Nothing but an exact copy of the listing should appear in the response.

[DATASET RECORDS Boundary: Start]

PR #82, opened 2018-02-15
SynZip: use a SynZLibSSE by default for FPC/Win64

pavelmash:
because of (possible) bug in fpc paszlib - see [this forum thread](https://synopse.info/forum/viewtopic.php?id=4400)

### DIFF
--- a/SynZip.pas
+++ b/SynZip.pas
@@ -177,7 +177,7 @@ unit SynZip;
       {.$define USEZLIBSSE} // SynZLibSSE static .o files for FPC + Win32 fails
     {$endif}
     {$ifdef Win64}
-      {$define USEZLIBSSE} // SynZLibSSE static .o files for FPC + Win64
+      {.$define USEZLIBSSE} // SynZLibSSE static .o files for FPC + Win64
     {$endif}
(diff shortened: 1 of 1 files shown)


pavelmash:
Actual [problem is inside SynZip.GZRead. Fixed.

synopse:
My guess is that inflate() has problem when bits = -MAX_WBITS in the FPC pascal zlib.

pavelmash:
I understand this is dirty hack. You are right about gzlen should be - 18. But I analyze how `fpcsrc\packages\paszlib\examples\minigzip.pas` sample work.  It use `bits = -MAX_WBITS` during inflateInit2_ and pass a length of last chunk as in my fix (length of all data in buffer including 8 bytes with crc & len) .

synopse:
Please check https://github.com/synopse/mORMot/commit/3b7015f9bdc60a2e7a16b3257436f5ff58e03490
I hope this branch is useless now.

pavelmash:
Closed because of [SynZip refactoring](3b7015f9bdc60a2e7a16b3257436f5ff58e03490)

PR #83, opened 2018-02-23
Global proxy is initialized from HTTP_PROXY environment variable

ssoftpro:


pavelmash:
I commit this to trunk instead of fb_SyNode_fpc311 brunch

PR #84, opened 2018-02-23
Fix: GET after POST reqults in POST sent

ssoftpro:
When the same TCurlHttp instance is used to send multiple requests and POST request is followed by GET request, POST was sent to server


pavelmash:
I merge this to trunk instead of fb_SyNode_fpc311 brunch

PR #87, opened 2018-02-27
Virtual methods for loading templates in MVC Web App

achechulin:
Customizable loading TMVCApplication template and static files (from application resources, from zip archive and etc).
Example:
https://synopse.info/forum/viewtopic.php?id=4066


achechulin:
I tried to maintain maximum backward compatibility.

Differenses:
1. FindTemplates does not return files marked as `faSysFile` and `faHidden` (same as FindFiles).
2. In TMVCViewsMustache.GetRenderer the text of the exception message contains ShortFileName instead of FileName. It has done so because the FileName is long and hard to watch (in my case). It's ok to change back to FileName.

PR #90, opened 2018-03-01
fix surrogates in RawUnicodeToUtf8 for FPC

pavelmash:
Test case is string with broken surrogate pair 'ab\ud800cd'
FPC compiler (x64) evaluated condition
```
cardinal(Source^)-UTF16_LOSURROGATE_MIN>UTF16_LOSURROGATE_MAX-UTF16_LOSURROGATE_MIN
```
to false, Delphi - to true.
Condition replaced by more compiler (and human) friendly


pavelmash:
Will be good to add a test case to SynSelfTests.pas for this....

[DATASET RECORDS Boundary: End]

§ COMPLETED TASK:
PR #82, opened 2018-02-15
SynZip: use a SynZLibSSE by default for FPC/Win64

pavelmash:
because of (possible) bug in fpc paszlib - see [this forum thread](https://synopse.info/forum/viewtopic.php?id=4400)

### DIFF
--- a/SynZip.pas
+++ b/SynZip.pas
@@ -177,7 +177,7 @@ unit SynZip;
       {.$define USEZLIBSSE} // SynZLibSSE static .o files for FPC + Win32 fails
     {$endif}
     {$ifdef Win64}
-      {$define USEZLIBSSE} // SynZLibSSE static .o files for FPC + Win64
+      {.$define USEZLIBSSE} // SynZLibSSE static .o files for FPC + Win64
     {$endif}
(diff shortened: 1 of 1 files shown)


pavelmash:
Actual [problem is inside SynZip.GZRead. Fixed.

synopse:
My guess is that inflate() has problem when bits = -MAX_WBITS in the FPC pascal zlib.

pavelmash:
I understand this is dirty hack. You are right about gzlen should be - 18. But I analyze how `fpcsrc\packages\paszlib\examples\minigzip.pas` sample work.  It use `bits = -MAX_WBITS` during inflateInit2_ and pass a length of last chunk as in my fix (length of all data in buffer including 8 bytes with crc & len) .

synopse:
Please check https://github.com/synopse/mORMot/commit/3b7015f9bdc60a2e7a16b3257436f5ff58e03490
I hope this branch is useless now.

pavelmash:
Closed because of [SynZip refactoring](3b7015f9bdc60a2e7a16b3257436f5ff58e03490)

PR #83, opened 2018-02-23
Global proxy is initialized from HTTP_PROXY environment variable

ssoftpro:


pavelmash:
I commit this to trunk instead of fb_SyNode_fpc311 brunch

PR #84, opened 2018-02-23
Fix: GET after POST reqults in POST sent

ssoftpro:
When the same TCurlHttp instance is used to send multiple requests and POST request is followed by GET request, POST was sent to server


pavelmash:
I merge this to trunk instead of fb_SyNode_fpc311 brunch

PR #87, opened 2018-02-27
Virtual methods for loading templates in MVC Web App

achechulin:
Customizable loading TMVCApplication template and static files (from application resources, from zip archive and etc).
Example:
https://synopse.info/forum/viewtopic.php?id=4066


achechulin:
I tried to maintain maximum backward compatibility.

Differenses:
1. FindTemplates does not return files marked as `faSysFile` and `faHidden` (same as FindFiles).
2. In TMVCViewsMustache.GetRenderer the text of the exception message contains ShortFileName instead of FileName. It has done so because the FileName is long and hard to watch (in my case). It's ok to change back to FileName.

PR #90, opened 2018-03-01
fix surrogates in RawUnicodeToUtf8 for FPC

pavelmash:
Test case is string with broken surrogate pair 'ab\ud800cd'
FPC compiler (x64) evaluated condition
```
cardinal(Source^)-UTF16_LOSURROGATE_MIN>UTF16_LOSURROGATE_MAX-UTF16_LOSURROGATE_MIN
```
to false, Delphi - to true.
Condition replaced by more compiler (and human) friendly


pavelmash:
Will be good to add a test case to SynSelfTests.pas for this....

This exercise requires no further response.